* _RECORDED DATA_
• • •

Issue #67, opened 2018-04-04
Long UI loading time of macOS app


testcaoy7:
I just get the Outline client software through Mac App Store and I have find that its UI takes long time to load (at least 3 min).

trevj:
Sorry you've been having trouble with Outline, @testcaoy7. Can you please tell us what version of macOS you're running and roughly the specifications of your system?

testcaoy7:
I am running the latest Outline from App Store and my macOS is the latest High Sierra.
My device is a 2017 model of MacBook Pro with Touch Bar.

Please note that I am using Outline from China.

testcaoy7:
Both Outline server manager and client has the same issue.

jab:
What do you see during the 3 minutes while it’s loading? E.g. Does the app UI appear but with invisible text?

(Reminder: All of Polymer’s paper elements depend on Polymer’s font-roboto element, which tries to download Roboto from fonts.google.com if it’s not locally installed (which is the default case on macOS). And fonts.google.com has been blocked in China. Worse, by default Safari/WKWebView used to paint invisible text while waiting forever for its web font to load, though it recently changed that to 3 seconds.

jab:
(Sorry, the demons in my phone freaked out while I was editing that comment and closed the issue while I was mid-sentence (they must really hate web fonts). Amended and reopened.)

jab:
@alalamav Using Polymer's [`font-roboto`](https://github.com/PolymerElements/font-roboto), which is what happens by default when you include the paper elements, rather than using [`font-roboto-local`](https://github.com/PolymerElements/font-roboto-local), is exactly the problem.

Take a look at font-roboto's html include:
https://github.com/PolymerElements/font-roboto/blob/master/roboto.html#L10

That relies on fonts.googleapis.com being accessible just so it can download the stylesheet that tells it which fonts to use.

Compare that to what font-roboto-local does:
https://github.com/PolymerElements/font-roboto-local/blob/master/roboto.html

That includes the `<style>...</style>` content inline locally, and references the required .ttf files that are included locally too:
https://github.com/PolymerElements/font-roboto-local/tree/master/fonts/roboto

This guarantees that on systems that can't access fonts.googleapis.com, they'll still have all they need locally to properly display `font-family: Roboto` -styled content, without painting it in invisible ink while the fonts.googleapis.com connection times out.

[...]

PR #96, opened 2018-04-13
use font-roboto-local

trevj:
Addresses:
https://github.com/Jigsaw-Code/outline-server/issues/67#issuecomment-381012609

From eyeballing it on my macOS laptop, the app looks identical before and after this change.

### DIFF
--- a/src/server_manager/electron_app/digital_ocean_modifications.ts
+++ b/src/server_manager/electron_app/digital_ocean_modifications.ts
@@ -333,8 +333,9 @@ function addDigitalOceanSignupBanner(text?: string) {
   // we should not rely on any frameworks like Polymer, as they might conflict with
   // existing frameworks on those pages.
   // All class names should begin with Outline to ensure no collisions.
+  // The outline:// protocol should be marked secure to avoid mixed content warnings.
   bannerDiv.innerHTML = `
-      <link href="https://fonts.googleapis.com/css?family=Roboto:300,400,500" rel="stylesheet">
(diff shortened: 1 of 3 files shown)


src/server_manager/electron_app/digital_ocean_modifications.ts
```diff
@@ -333,8 +333,9 @@ function addDigitalOceanSignupBanner(text?: string) {
   // we should not rely on any frameworks like Polymer, as they might conflict with
   // existing frameworks on those pages.
   // All class names should begin with Outline to ensure no collisions.
+  // The outline:// protocol should be marked secure to avoid mixed content warnings.
   bannerDiv.innerHTML = `
-      <link href="https://fonts.googleapis.com/css?family=Roboto:300,400,500" rel="stylesheet">
+      <link href="outline://web_app/bower_components/font-roboto/roboto.html" rel="stylesheet">
```
jab: Now that an html include is being used instead of a CSS stylesheet, I think this should be `rel="import"` and not `rel="stylesheet"`? Maybe the webview does the right thing anyway, but still seems worth changing?

trevj:
@alalamav PTAL, I tested (better) and replaced the logo with an SVG supplied by UX.

src/server_manager/electron_app/digital_ocean_modifications.ts
alalamav: Seems like the change didn't make it through?

trevj:
@alalamav Apologies, all changes now pushed.

PR #120, opened 2018-05-04
prepare for 1.0.6 release

trevj:
Two changes:
* bump version
* remove last vestiges of old auto-update system (followup to https://github.com/Jigsaw-Code/outline-server/pull/103)

Shortly after releasing 1.0.6 we should update `release_data.json` in such a way that it will prompt users to download the new file.


src/server_manager/electron_app/release_scripts/bump_electron_version.js
```diff
@@ -1,39 +0,0 @@
...
-// distributed under the License is distributed on an "AS IS" BASIS,
-// WITHOUT WARRANTIES OR CONDITIONS OF ANY KIND, either express or implied.
-// See the License for the specific language governing permissions and
-// limitations under the License.
-
-// Increments the "version" field in the Outline Manager Electron app's
-// config.json file.
-
-const fs = require('fs');
-const semver = require('semver');
```
alalamav: I don't think we use semver elsewhere. We should remove it from our dependencies.

trevj: Good catch. Done.

trevj:
@alalamav That's right regarding `latest.yml`.

PR #143, opened 2018-05-22
 DigitalOcean Agent for Monitoring

### LINKED ISSUE #135: Add DigitalOcean Agent for Monitoring to server
New DigitalOcean Agent for Monitoring is available for monitoring the droplet*. manual installation in not possible because of limited SSH connectivity on outline server.
However it can be added to outline server for all DO/outline users.

* https://www.digitalocean.com/community/tutorials/how-to-install-and-use-the-digitalocean-agent-for-monitoring

cameronaaron:
Fixes #135

Added support DigitalOcean Agent for Monitoring


fortuna:
Thanks for your contribution!

We actually had monitoring enabled in the past, but it made the server creation significantly slower (something like 5 minutes!).
We used to install monitoring via the create droplet API:
https://developers.digitalocean.com/documentation/v2/#create-a-new-droplet
(see `monitoring` field)
The droplet creator would install the monitoring before running our install script.

Do you know how much longer the installation take with your change?
If it takes significantly longer, then maybe we can run it in parallel?

cameronaaron:
This process does take about 4 extra minutes to do so it would be a good solution to run it in parallel with the droplet install. I will need to test to see if that works well though. Thank you for the review

trevj:
@cameronaaron Thanks for contributing!

Here's how we can proceed:
- Let's make the changes in `src/server_manager/install_scripts/do_install_server.sh`. This file gets executed on new droplets.
- Let's use the `curl`-based one liner described here: https://www.digitalocean.com/docs/monitoring/quickstart/#enable-the-digitalocean-agent-on-existing-droplets
- Rather than installing in parallel, we can just call the one-line installer after the `wait` command. This way, the server manager won't block on its completion.

cameronaaron:
That should do it!

src/server_manager/install_scripts/do_install_server.sh
```diff
@@ -174,3 +175,5 @@ done
 # Wait for install script to finish, so that if there is any error in install_server.sh,
 # the finish trap in this file will be able to access its error code.
 wait $install_pid
+curl -sSL https://agent.digitalocean.com/install.sh | sh
```
trevj: Let's add a little commentary here, e.g.:
```sh
wait $install_pid

# Install the DigitalOcean Agent, for improved monitoring:
# https://www.digitalocean.com/docs/monitoring/quickstart/#enable-the-digitalocean-agent-on-existing-droplets
# 
# Since the server manager looks only for the tags created in the previous
# step, this does not slow down server creation.
curl -sSL https://agent.digitalocean.com/install.sh | sh
```

cameronaaron:
Github has been giving me issues today but I think this should be correct now hopefully

src/server_manager/install_scripts/do_install_server.sh
```diff
@@ -1,3 +1,4 @@
+#!/usr/bin/env bash
```
trevj: let's remove this for now

scripts/do_action.sh
```diff
@@ -35,3 +35,5 @@ function do_action() {
 export -f do_action
 
 do_action "$@"
+
```
trevj: again, let's revert

src/server_manager/install_scripts/do_install_server.sh
```diff
@@ -174,3 +175,9 @@ done
 # Wait for install script to finish, so that if there is any error in install_server.sh,
 # the finish trap in this file will be able to access its error code.
 wait $install_pid
+# Install the DigitalOcean Agent, for improved monitoring:
```
trevj: how about a blank line here?

cameronaaron:
There we go :)

cameronaaron:
very sorry I am still getting used to using GIT so this is really good practice. I am sorry that I am being a bit slow. I do appreciate your understanding. I believe the fixes are all in now for this pull after this I will fix the next pull. I think I made the mistake of trying to improve too many things at once and now there is too much to revert and fix. Please let me know if there is anything else needed for this

trevj:
@cameronaaron Thanks for sticking with it - it's not easy to get started with git! There is still one change to `app.ts` but it should be there, I'm going to go ahead and squash merge this.

cameronaaron:
Thank you so much! I am glad!

cameronaaron:
Now off to the next one haha

trevj:
Hmm, something weird with the Travis/GitHub integration; will try closing and then re-opening this to trigger it.

fortuna:
Thanks @cameronaaron !!! The extra monitoring will help us better understanding the resource consumption of Outline servers!

cameronaaron:
Ofcourse!! I hope to get some more improvements implemented in the future! :) Thank you for the opportunity. I am a CS student so any opportunities to contribute to code is invaluable

fortuna:
By the way, with a successful installation, the droplet graphs should look like this: 
image

PR #155, opened 2018-05-29
Replace safe_docker with dynamic DOCKER_CMD

alalamav:
Fixes firewall detection when the user is root, as the `safe_docker` function would have not been defined.


alalamav:
I don't fully recall, but there was a good reason, related to the DO environment, for using this scheme. @trevj will remember the details. Can we merge this PR as is to fix the immediate issue, and implement your suggestion in a follow up PR?

PR #202, opened 2018-07-12
Clean up shell variable expansion

cameronaaron:


cameronaaron:
Didn't mean to open a second pull

PR #203, opened 2018-07-12
Add shebangs to bash files 

cameronaaron:
Added she bangs to bash files

PR #204, opened 2018-07-12
CSS clean up-- Remove unit on zero value

cameronaaron:
This is just a suggestion but for many devs 0 without units is easier to read and it will also cut down on the css a bit.


trevj:
So, as for https://github.com/Jigsaw-Code/outline-server/pull/203, this would be easier to review if you can branch from master - the resulting diff will be so much smaller.

trevj:
Closing for now - see https://github.com/Jigsaw-Code/outline-server/pull/205.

• • •

* _WORK INSTRUCTION_
What the answer needs is every line from the data above with "files" in it.

* _SOLVED EXERCISE_
That includes the `<style>...</style>` content inline locally, and references the required .ttf files that are included locally too:
(diff shortened: 1 of 3 files shown)
Add shebangs to bash files 
Added she bangs to bash files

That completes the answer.